Ye Louie, Gratton Amy, Hannan Natalie J, Cannon Ping, Deo Minh, Palmer Kirsten R, Tong Stephen, Kaitu'u-Lino Tu'uhevaha J, Brownfoot Fiona C
Translational Obstetrics Group, The Department of Obstetrics and Gynaecology, Mercy Hospital for Women, University of Melbourne, 163 Studley Rd, Heidelberg, 3084, Victoria, Australia.
Department of Obstetrics and Gynaecology, Monash University, Monash Medical Centre, 246 Clayton Rd, Clayton, 3168, Victoria, Australia.
Placenta. 2016 Dec;48:110-118. doi: 10.1016/j.placenta.2016.10.013. Epub 2016 Oct 21.
Preeclampsia is a serious complication affecting 5-8% of pregnancies.

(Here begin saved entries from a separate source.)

PR #606, opened 2017-05-26
change: remove "final" from test class declaration

morrme:
Closes: #571

---

Reviewer Resources:


stkent:
❤️  I think we're done with this cleanup! I'll open a new PR soon to note this policy regarding use of the `final` keyword (I'll try to capture some more general underlying principal of which this is a specific example).

PR #609, opened 2017-05-28
clock: prefer assert(Not)Equals to assert(True|False)

stkent:
e.g. https://stackoverflow.com/questions/20990524/asserttrue-vs-assertequals-for-ints

---

Reviewer Resources:

### DIFF
--- a/exercises/clock/src/test/java/ClockEqualTest.java
+++ b/exercises/clock/src/test/java/ClockEqualTest.java
@@ -1,98 +1,99 @@
 import org.junit.Ignore;
 import org.junit.Test;
 
-import static org.junit.Assert.assertFalse;
-import static org.junit.Assert.assertTrue;
+import static org.junit.Assert.assertNotEquals;
+import static org.junit.Assert.assertEquals;
 
 public class ClockEqualTest {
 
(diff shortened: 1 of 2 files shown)


exercises/clock/src/test/java/ClockEqualTest.java
```diff
@@ -1,98 +1,98 @@
...
+import static org.junit.Assert.assertNotEquals;
+import static org.junit.Assert.assertEquals;
 
 public class ClockEqualTest {
 
     @Ignore("Remove to run test")
     @Test
     public void clocksWithSameTimeAreEqual() {
-        assertTrue(new Clock(15, 37).equals(new Clock(15, 37)));
+        assertEquals(new Clock(15, 37), (new Clock(15, 37)));
```
FridaTveit: I agree that this is a good change :) But it might make it harder for people to see what they need to implement to make the test pass. Maybe it's worth adding a `HINT.md` file explaining a bit about overriding the `equals` method?

stkent: Good call! I added a hint file; let me know what you think of the content :)

PR #617, opened 2017-05-30
word-search: add to track

stkent:
[x-common directory](https://github.com/exercism/x-common/tree/73ebd13032219888ee29374b648b9a769d536549/exercises/word-search)

---

Reviewer Resources:


exercises/word-search/src/test/java/WordSearcherTest.java
```diff
@@ -0,0 +1,260 @@
...
+        wordSearcher = new WordSearcher();
+    }
+
+    @Test
+    public void testLocatesWordsWrittenLeftToRight() {
+        Map<String, Optional<WordLocation>> expectedLocations = new HashMap<>();
+        expectedLocations.put("clojure", Optional.of(new WordLocation(new Pair(1, 10), new Pair(7, 10))));
+
+        final Map<String, Optional<WordLocation>> actualLocations = wordSearcher.search(
+                expectedLocations.keySet(),
```
stkent: Not sure how I feel about this... inviting comments!

stkent:
I helped write the canonical data for this exercise, and at the time I advocated for this "building up" of the search list as the tests progress; however, after implementing, I'm not convinced. In a real system, if e.g. search left to right behavior was to suffer from a regression, every single test would break at once. Other tracks (pre- canonical data) had passed in a single-item list for all but the final test, and then had a final check that all words could be found simultaneously. There's still some crossover there, but less (max 2 tests fail if any search direction suffers from a regression). 🤷‍♂️

config.json
```diff
@@ -241,6 +241,11 @@
       "topics": []
     },
     {
+      "slug": "word-search",
+      "difficulty": 1,
```
stkent: Should be a 7

exercises/word-search/src/test/java/WordSearcherTest.java
FridaTveit: I think keeping it like this is okay :) It might be a bit clearer to declare the set separately and name it `wordsToSearchFor` or something. But it's fine as it is :)

exercises/word-search/src/example/java/Pair.java
```diff
@@ -0,0 +1,39 @@
...
+    @SuppressWarnings("SimplifiableIfStatement")
+    @Override
+    public boolean equals(final Object o) {
+        if (this == o) return true;
+        if (o == null || getClass() != o.getClass()) return false;
+
+        Pair pair = (Pair) o;
+
+        if (x != pair.x) return false;
+        return y == pair.y;
```
stkent: It can, nice spot! (IntelliJ generated this implementation for me 😇.)

stkent:
@FridaTveit updated!

exercises/word-search/src/example/java/Pair.java
FridaTveit: That's strange that it would generate it like that... So do you want to simplify it? :)

stkent: Whoops, yes, thanks!

stkent:
Updated, building now!

PR #628, opened 2017-06-04
ocr-numbers: estimate difficulty, position

### LINKED ISSUE #341: ocr-numbers: estimate difficulty and move to appropriate position within track
By default, new exercises are scored with difficulty 1 and located at the end of the track. We should use this issue to discuss and determine an estimated difficulty for `ocr-numbers`, then submit an associated PR that moves it to the appropriate position within the track based on that difficulty.

stkent:
Closes #341.

@FridaTveit I think this could be a 7 or an 8 but it is definitely easier than `rectangles`, which involves searching a grid for rectangles of arbitrary sizes and is currently also rated a 7. That might need to bump to an 8 or 9. The main difference is that in `ocr-numbers` we have an input grid of known-ish size and we're comparing against known digit representations; in `rectangles` we have arbitrarily-sized input (IIRC) and arbitrarily-sized rectangles.

---

Reviewer Resources:

### DIFF
--- a/config.json
+++ b/config.json
@@ -271,11 +271,6 @@
       "topics": []
     },
     {
-      "slug": "rectangles",
-      "difficulty": 7,
-      "topics": []
-    },
-    {
       "slug": "meetup",
       "difficulty": 7,
       "topics": []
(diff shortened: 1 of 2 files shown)


FridaTveit:
I think this should be an 8, so maybe `rectangles` should be moved to 8 or 9 then? Do you agree? Would you be happy making that change as part of this review? :)

stkent:
Yup, happy to make that adjustment right now!

Issue #629, opened 2017-06-07
isogram: test fails on Windows laptop


FridaTveit:
`testWorksWithGermanLetters` fails on my Windows laptop when run against the example implementation.

stkent:
Closed by #630.

PR #630, opened 2017-06-07
isogram: add hint for german umlauts encoding

FridaTveit:
Fixes issue #629. Setting an environment variable fixed the problem for me so I thought it was worth documenting this in a HINT.md file in case anyone else has this problem.

---

Reviewer Resources:

### DIFF
--- a/exercises/isogram/HINT.md
+++ b/exercises/isogram/HINT.md
@@ -1,0 +1,10 @@
+If you find that `testWorksWithGermanLetters` fails even though you think you've implemented it correctly,
+this could be because of the [JVM encoding](https://www.ibm.com/support/knowledgecenter/en/ssw_ibm_i_61/rzaha/international.htm). 
+Try setting the `JAVA_TOOL_OPTIONS` environment variable to `-Dfile.encoding=UTF8` to fix this.
+- To set an environment variable on Windows:
+    1. Go to Computer -> Properties -> Advanced System Settings
+    2. Add a new environment variable
+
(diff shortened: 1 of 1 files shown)


exercises/isogram/HINT.md
```diff
@@ -0,0 +1,7 @@
+If you find that `testWorksWithGermanLetters` fails even though you think you've implemented it correctly,
+this could be because of the [JVM](https://en.wikipedia.org/wiki/Java_virtual_machine) encoding. Try setting this encoding in the environment variables on
+your machine:
+1. Go to Computer -> Properties -> Advanced System Settings
```
stkent: If I understand correctly, this could also be an issue on non-Windows machines, where environment variables are set differently. Should we (a) give per-platform instructions here, (b) give no implementation instructions here, or (c) do something else that I haven't thought of?

exercises/isogram/HINT.md
```diff
@@ -0,0 +1,7 @@
+If you find that `testWorksWithGermanLetters` fails even though you think you've implemented it correctly,
+this could be because of the [JVM](https://en.wikipedia.org/wiki/Java_virtual_machine) encoding. Try setting this encoding in the environment variables on
```
stkent: At this point, I find myself wondering "what does it mean for the JVM to have an encoding set?" Is it possible to succinctly answer that question in this hint, do you think?

exercises/isogram/HINT.md
FridaTveit: I'll try to find per-platform instructions :)

PR #634, opened 2017-06-10
Normalize format of config file

kytrinyx:
This will let us script changes to it with less noise in the diffs.


stkent:
@kytrinyx if you could please rebase this against master, the CI build should now pass!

Central to its pathogenesis is placental hypoxia and inflammation which leads to secretion of soluble fms-like tyrosine kinase 1 (sFlt-1). sFlt-1 causes widespread endothelial dysfunction. The molecular mechanisms regulating sFlt-1 production remain poorly understood. Recently, a binding site for the nuclear factor activated T cells (NFAT) transcription factor has been found on fms-like tyrosine kinase 1 (FLT-1) promoter.
We assessed whether inhibiting NFAT impacts FLT-1, sFlt-1 and cytokine expression, as well as sFlt-1 secretion in primary cytotrophoblasts, placental explants and human umbilical vein endothelial cells (HUVECs). We investigated whether NFAT is regulated by hypoxia in primary cytotrophoblasts. We characterised the expression of NFAT1-4 in preterm preeclamptic compared to gestationally matched placentas.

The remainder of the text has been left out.